When dealing with sensitive issues like abortion, bodies, and sexuality, there is a strong ethical responsibility to avoid simplification, sensationalism, and moral judgment. These topics are not “content” like any other. They involve real lives, real risks, and real vulnerabilities.
Digital creators also have a responsibility to question their own position: Who am I speaking for? Who am I excluding? Who benefits from this narrative? Who might be harmed by it? These are uncomfortable but necessary questions.
Finally, in contexts where institutional trust is fragile and public debate is limited, digital spaces become even more powerful. They can either reproduce dominant norms and inequalities, or open space for more plural, inclusive, and honest conversations.
So for me, the real responsibility lies in choosing care over clicks, depth over visibility, and integrity over popularity.

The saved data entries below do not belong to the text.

PR #26801, opened 2026-03-31
Fix Dust extension: SSE streaming and workspace picker

chriscamicas:
## Summary
- **Fix SSE streaming hang**: The Dust client's `streamAgentAnswerEvents()` uses `ReadableStream.getReader()` which is incompatible with undici's fetch polyfill in Raycast's Node.js environment, causing the stream to hang indefinitely. Replaced with direct undici fetch + Node.js async iterable (`for await...of`) which properly delivers SSE chunks.
- **Fix AbortController lifecycle**: The previous `useEffect` had `conversationId` in its dependency array, causing the effect cleanup to abort the stream mid-flight when `setConversationId` triggered a re-render. Moved `AbortController` creation inside the effect and removed `conversationId` from deps.
- **Fix workspace picker fallback**: When `user.organizations` is empty, fall back to `user.workspaces` from the `/me` endpoint, using the region from the JWT token claim (`https://dust.tt/region`) instead of a hardcoded value.

## Test plan
- [x] Ask Dust a question → streaming response appears incrementally
- [x] Chain of thought / thinking toast updates during generation
- [x] Final answer displays correctly with success toast
- [x] Workspace picker shows workspaces when organizations list is empty
- [x] Region is correctly detected from JWT token

### DIFF
--- a/extensions/dust-tt/src/answerQuestion.tsx
+++ b/extensions/dust-tt/src/answerQuestion.tsx
@@ -214,6 +214,7 @@ async function answerQuestion({
           title: "Thinking...",
         });
 
+        let streamError = false;
         const processEvent = (eventData: Record<string, unknown>) => {
           const event = eventData.data as Record<string, unknown> | undefined;
           if (!event || !event.type) return;
@@ -223,12 +224,14 @@ async function answerQuestion({
               const error = event.error as { code: string; message: string };
               console.error(`User message error: code: ${error.code} message: ${error.message}`);
               setDustAnswer(`**User message error** ${error.message}`);
+              streamError = true;
               break;
             }
             case "agent_error": {
               const error = event.error as { code: string; message: string };
               console.error(`Agent message error: code: ${error.code} message: ${error.message}`);
               setDustAnswer(`**Dust API error** ${error.message}`);
+              streamError = true;
               break;
             }
             case "agent_action_success": {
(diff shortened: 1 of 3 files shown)


extensions/dust-tt/src/answerQuestion.tsx
```diff
@@ -168,92 +170,139 @@ async function answerQuestion({
...
-                break;
-              }
-              case "agent_message_success": {
-                answer = processAction({ content: event.message.content ?? "", action, setDustDocuments });
-                showToast({
-                  style: Toast.Style.Success,
-                  title: `@${agent.name} answered your question`,
-                  message: question,
+        let streamError = false;
+        const processEvent = (eventData: Record<string, unknown>) => {
```
adrsimon, line 218: note to self:
compared to sdk's implem, we're notably losing the `lastEventId` tracking
the SDK resumes from the last event on reconnection, avoiding duplicate/missed events + the reconnection logic on some http errors

we also lose the typing for AgentEvent types

not asking to implem here at all, thanks for taking a stab at those fixes! 
just noting for future us so we clean this up a bit, but looks like it works well enough as is 👍

adrsimon (approved):
thanks a lot for taking a stab at those, looks legit 👍

0xdhrv (approved):
Looks good to me, approved ✅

- If you could design one podcast episode that Tunisia still needs about abortion, what would it be about – and who would be speaking?
It is difficult for me to answer this question, because I have too many ideas, and none of them clearly stands out as the only one or the most urgent. This is probably because abortion is still rarely discussed openly, which means that there is still so much to say.
In any case, it would be centered on a personal narrative. My work is always built around one voice, or sometimes two when it is a couple. That voice could be the voice of a woman sharing her experience, of a couple who went through the process together, or of someone who worked in family planning and is willing to speak from a personal rather than a purely professional perspective.
I would also want to listen to voices from older generations. The historical or transgenerational dimension is very interesting. How did women talk about abortion in the past? What was possible, what was forbidden, what was hidden? How have things changed, and what has remained the same?
At the same time, I know from experience that building a narrative around abortion is very difficult. I once tried to do it, and I realized that beyond explaining why a pregnancy was not continued, it is often hard to tell the story itself. There is something complex, fragmented, and sometimes unspeakable about this experience. There is probably a deeper reason for that, and it deserves more reflection.
For me, the episode Tunisia still needs would be centered on one personal story, shared with care and protection, as I usually do. This testimony would then be accompanied by a reflective segment, co-written with experts in the field—healthcare professionals, activists, or researchers—to open up broader questions and invite dialogue.
It would not be an episode that provides ready-made answers. It would be a space for listening, complexity, and collective thinking—where lived experience and critical analysis meet.